On the other side, to reduce memory consumption, allocate the PRP memory
respecting maximum transfer size reported in the controller identify data.
Many of NVMe devices support much smaller values, starting from 128KB.
To do that we have to change the initialization sequence to pull the data
earlier, before setting up the I/O queue pairs. The admin queue pair is
still allocated for full MIN(maxphys, 2MB) size, but it is not a big deal,
since there is only one such queue with only 16 trackers.
kib [Sat, 28 Nov 2020 12:12:51 +0000 (12:12 +0000)]
Make MAXPHYS tunable. Bump MAXPHYS to 1M.
Replace MAXPHYS by runtime variable maxphys. It is initialized from
MAXPHYS by default, but can be also adjusted with the tunable kern.maxphys.
Make b_pages[] array in struct buf flexible. Size b_pages[] for buffer
cache buffers exactly to atop(maxbcachebuf) (currently it is sized to
atop(MAXPHYS)), and b_pages[] for pbufs is sized to atop(maxphys) + 1.
The +1 for pbufs allow several pbuf consumers, among them vmapbuf(),
to use unaligned buffers still sized to maxphys, esp. when such
buffers come from userspace (*). Overall, we save significant amount
of otherwise wasted memory in b_pages[] for buffer cache buffers,
while bumping MAXPHYS to desired high value.

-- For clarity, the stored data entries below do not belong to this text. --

PR #363, opened 2023-07-24
Fix markdown parser

rcasta74:
Compute correct position of the line break and of the end of the text property when splitting the line.
Add the correct list of text properties for heading block.

### DIFF
--- a/autoload/lsp/markdown.vim
+++ b/autoload/lsp/markdown.vim
@@ -428,9 +428,9 @@ def SplitLine(line: dict<any>, indent: number = 0): list<dict<any>>
     props: []
   }
   for prop in line.props
-    if prop.col + prop.length < pos
+    if prop.col + prop.length - 1 < pos + 1
       cur_line.props->add(prop)
-    elseif prop.col >= pos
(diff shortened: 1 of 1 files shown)


rcasta74:
ok, I missed that right operand of slice was inclusive in vimscript.
I'm using this function
```
vim9script

def g:Test_md()
  var text = getline(1, '$')
  var winid = text->popup_dialog(
    {moved: 'any',
     close: 'click',
     fixed: true,
     maxwidth: 80,
     minwidth: 80,
     border: [0, 1, 0, 1],
     borderchars: [' ']})
  win_execute(winid, $'setlocal ft=lspgfm')
enddef
```
to test my changes in a popup, but there the character is not visible so I missed it :)

I was merging the new commit with the old one, but I have seen later that you have already merged it.
Now I have messed up my branch, so I will open the new PR later, or if you prefer you can fix it by yourself:
https://github.com/yegappan/lsp/blob/c96fdfd73a38039b20d4e50e62607b39459be688/autoload/lsp/markdown.vim#L423
it should be `pos - 1` instead

PR #373, opened 2023-08-01
fix: keep omnicompl really default enable

Shane-XB-Qian:
`omnicompl` option was default `true` really, the recent change made it be possible `false`.
// this to fix it.

### DIFF
--- a/autoload/lsp/lsp.vim
+++ b/autoload/lsp/lsp.vim
@@ -571,14 +571,9 @@ export def AddServer(serverList: list<dict<any>>)
       util.ErrMsg('LSP server information is missing filetype or path')
       continue
     endif
+
     # Enable omni-completion by default
-    var omnicompl_def: bool = false
-    if opt.lspOptions.omniComplete == true
-	|| (opt.lspOptions.omniComplete == null
-	    && !opt.lspOptions.autoComplete)
-      omnicompl_def = true
-    endif
-    server.omnicompl = server->get('omnicompl', omnicompl_def)
+    server.omnicompl = server->get('omnicompl', opt.lspOptions.omniComplete)
 
     if !server.path->executable()
       if !opt.lspOptions.ignoreMissingServer
--- a/autoload/lsp/options.vim
+++ b/autoload/lsp/options.vim
@@ -73,9 +73,8 @@ export var lspOptions: dict<any> = {
   # Suppress adding a new line on completion selection with <CR>
   noNewlineInCompletion: false,
 
-  # Omni-completion support.  To keep backward compatibility, this option is
-  # set to null by default instead of false.
-  omniComplete: null,
+  # Omni-completion support.
+  omniComplete: true,
 
   # Open outline window on right side
   outlineOnRight: false,


yegappan:
There is a deliberate reason why I made this change.  This change allows omni-completion to be disabled independent of auto-completion.  Previously, when auto-completion is disabled, omni-completion is enabled by default.  There are use cases where a user needs to disable both auto-completion and omni-completion globally.  With your change, these features cannot be independently enabled or disabled.

Shane-XB-Qian:
> There are use cases where a user needs to disable both auto-completion and omni-completion globally. With your change, these features cannot be independently enabled or disabled.

it can be both independently enabled or disabled, only different with your last change is to make it be really default true.

Shane-XB-Qian:
> There are use cases where a user needs to disable both auto-completion and omni-completion globally.
> With your change, these features cannot be independently enabled or disabled.

it can be both independently enabled or disabled,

Eliminate all direct uses of the MAXPHYS constant in kernel and driver
sources, except a place which initialize maxphys. Some random (and
arguably weird) uses of MAXPHYS, e.g. in linuxolator, are converted
straight. Some drivers, which use MAXPHYS to size embeded structures,
get private MAXPHYS-like constant; their convertion is out of scope
for this work.
Changes to cam/, dev/ahci, dev/ata, dev/mpr, dev/mpt, dev/mvs,
dev/siis, where either submitted by, or based on changes by mav.